Stored items =>
PR #25524, opened 2024-12-03
fix: don't use mutable keys for resource cache

### LINKED ISSUE #25505: Resource cache is corrupt
Similar to https://github.com/camunda/camunda/issues/25504, `DbResourceState` also keeps a cache of resources by tenant id and resource id. The resource id is again just a mutable buffer that `ResourceCreatedApplier` takes from recycled records.

As a result, entries in `resourcesByTenantIdAndIdCache` do not have a stable key and lookups may return the wrong values.
Resources appear to be unused until now so hopefully this isn't causing inconsistent processing yet.

lenaschoenburg:
Replaces the use of `DirectBuffer` in the resource cache key.
Also refactors `ResourceState` to not make use of `DirectBuffer` at all which should improve safety long term and make the API easier to use.

Fixes #25505


npepinpe (approved):

koevskinikola (approved):

korthout:
No need for a backport to `release-8.7.0-alpha2` ([details](https://github.com/camunda/camunda/pull/25529#issuecomment-2514072272))

koevskinikola:
FYI @kzraitel we did some changes to the `DbResourceState` that might impact later tasks due to a bug in the code.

Exercise objective => From the entries, report every line in which the string "that" occurs.

The answer =>
Similar to https://github.com/camunda/camunda/issues/25504, `DbResourceState` also keeps a cache of resources by tenant id and resource id. The resource id is again just a mutable buffer that `ResourceCreatedApplier` takes from recycled records.
FYI @kzraitel we did some changes to the `DbResourceState` that might impact later tasks due to a bug in the code.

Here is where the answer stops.